Issue #11534, opened 2024-09-17
bug: s3 PutObject hangs after requesting invalid range with GetObject


sameer:
### Is there an existing issue for this?

- [X] I have searched the existing issues

### Current Behavior

The following sequence hangs on the last step:

1. Create a bucket `foo` (CreateBucket)
2. Upload a 500 byte object `bar` (PutObject)
3. Try to get an invalid range for `bar` i.e. `bytes=544-`, which returns InvalidRange as expected (GetObject)
4. Upload `bar` again with the same data, this times out (PutObject)

Step 3 causes step 4 to fail, but I'm not sure why.

### Expected Behavior

Step 4 should succeed.

### How are you starting LocalStack?

With the `localstack` script

#### How are you starting localstack (e.g., `bin/localstack` command, arguments, or `docker-compose.yml`)

`SERVICES=s3 LS_LOG=trace localstack start `

^ I have confirmed that it still happens without the `SERVICES` env var set.

#### Client commands (e.g., AWS SDK code snippet, or sequence of "awslocal" commands)

```
aws s3 mb s3://foo
dd if=/dev/zero of=bar bs=500 count=1 # make a 500 byte file
aws s3 cp bar s3://foo
aws s3api get-object --bucket foo --key bar --range 'bytes=544-' outfile # this fails, as expected
aws s3 cp bar s3://foo # this hangs and will eventually time out
```

### Environment

```markdown
- OS: macOS Sonoma 14.6.1
- LocalStack:
  LocalStack version: 3.7.3.dev28
  LocalStack build date: 2024-09-16
  LocalStack build git hash: dadf66461
```

### Anything else?

Based on the trace logs, the request never returns. I wonder if there's a deadlock somewhere.

bentsku:
Hey @sameer, thank you so much for your report! The linked PR will fix the issue, once the PR is merged, the `latest` version of LocalStack should contain the fix in the hour or so after. Thanks again!

PR #11536, opened 2024-09-18
fix S3 GetObject deadlock when using invalid Range

bentsku:
## Motivation
As reported in #11534, we entered a deadlock when calling `GetObject` with an invalid range, as we never released the lock that we purposefully do not release until the object has been released. However, there was an issue as we added validation after acquiring the lock, leading to LocalStack not returning the object, and the web server not calling `.close` on the S3 object. 

If in the future we need to add validation after acquiring the lock, we need to make sure to maybe wrap everything in a `try...except` block with the `return` in the `try` block, and release the lock in the `except` block. For now, this still seems safe to do how we are doing it, as if we have exceptions here, those should be fixed instead of putting tape over them, and a deadlock might not be the biggest issue. 

## Changes
- update the validation to happen before acquiring the lock, thus removing the issue, and added a small test case to avoid regression

_fixes #11534_

### DIFF
--- a/localstack-core/localstack/services/s3/provider.py
+++ b/localstack-core/localstack/services/s3/provider.py
@@ -842,8 +842,20 @@ class S3Provider(S3Api, ServiceLifecycleHook):
 
         validate_failed_precondition(request, s3_object.last_modified, s3_object.etag)
 
+        range_header = request.get("Range")
+        part_number = request.get("PartNumber")
+        if range_header and part_number:
+            raise InvalidRequest("Cannot specify both Range header and partNumber query parameter")
+        range_data = None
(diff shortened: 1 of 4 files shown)


cloutierMat (approved):
Good fix @bentsku!

Thank you for taking the time for this expedited resolution!

Have you considered creating context using `with`? Not in the scope of this fix of course, but if implemented it would prevent other similar issues in the future.

cloutierMat:
I see, thanks for the clarification

bentsku:
We should maybe have better documentation around all of this, as this is quite implicit. Thanks for the comment and review, I'll think about improving it!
**********
WORK ITEM ▸ Please copy out each record, character for character.

SOLVED EXERCISE ▸
Issue #11534, opened 2024-09-17
bug: s3 PutObject hangs after requesting invalid range with GetObject


sameer:
### Is there an existing issue for this?

- [X] I have searched the existing issues

### Current Behavior

The following sequence hangs on the last step:

1. Create a bucket `foo` (CreateBucket)
2. Upload a 500 byte object `bar` (PutObject)
3. Try to get an invalid range for `bar` i.e. `bytes=544-`, which returns InvalidRange as expected (GetObject)
4. Upload `bar` again with the same data, this times out (PutObject)

Step 3 causes step 4 to fail, but I'm not sure why.

### Expected Behavior

Step 4 should succeed.

### How are you starting LocalStack?

With the `localstack` script

#### How are you starting localstack (e.g., `bin/localstack` command, arguments, or `docker-compose.yml`)

`SERVICES=s3 LS_LOG=trace localstack start `

^ I have confirmed that it still happens without the `SERVICES` env var set.

#### Client commands (e.g., AWS SDK code snippet, or sequence of "awslocal" commands)

```
aws s3 mb s3://foo
dd if=/dev/zero of=bar bs=500 count=1 # make a 500 byte file
aws s3 cp bar s3://foo
aws s3api get-object --bucket foo --key bar --range 'bytes=544-' outfile # this fails, as expected
aws s3 cp bar s3://foo # this hangs and will eventually time out
```

### Environment

```markdown
- OS: macOS Sonoma 14.6.1
- LocalStack:
  LocalStack version: 3.7.3.dev28
  LocalStack build date: 2024-09-16
  LocalStack build git hash: dadf66461
```

### Anything else?

Based on the trace logs, the request never returns. I wonder if there's a deadlock somewhere.

bentsku:
Hey @sameer, thank you so much for your report! The linked PR will fix the issue, once the PR is merged, the `latest` version of LocalStack should contain the fix in the hour or so after. Thanks again!

PR #11536, opened 2024-09-18
fix S3 GetObject deadlock when using invalid Range

bentsku:
## Motivation
As reported in #11534, we entered a deadlock when calling `GetObject` with an invalid range, as we never released the lock that we purposefully do not release until the object has been released. However, there was an issue as we added validation after acquiring the lock, leading to LocalStack not returning the object, and the web server not calling `.close` on the S3 object. 

If in the future we need to add validation after acquiring the lock, we need to make sure to maybe wrap everything in a `try...except` block with the `return` in the `try` block, and release the lock in the `except` block. For now, this still seems safe to do how we are doing it, as if we have exceptions here, those should be fixed instead of putting tape over them, and a deadlock might not be the biggest issue. 

## Changes
- update the validation to happen before acquiring the lock, thus removing the issue, and added a small test case to avoid regression

_fixes #11534_

### DIFF
--- a/localstack-core/localstack/services/s3/provider.py
+++ b/localstack-core/localstack/services/s3/provider.py
@@ -842,8 +842,20 @@ class S3Provider(S3Api, ServiceLifecycleHook):
 
         validate_failed_precondition(request, s3_object.last_modified, s3_object.etag)
 
+        range_header = request.get("Range")
+        part_number = request.get("PartNumber")
+        if range_header and part_number:
+            raise InvalidRequest("Cannot specify both Range header and partNumber query parameter")
+        range_data = None
(diff shortened: 1 of 4 files shown)


cloutierMat (approved):
Good fix @bentsku!

Thank you for taking the time for this expedited resolution!

Have you considered creating context using `with`? Not in the scope of this fix of course, but if implemented it would prevent other similar issues in the future.

cloutierMat:
I see, thanks for the clarification

bentsku:
We should maybe have better documentation around all of this, as this is quite implicit. Thanks for the comment and review, I'll think about improving it!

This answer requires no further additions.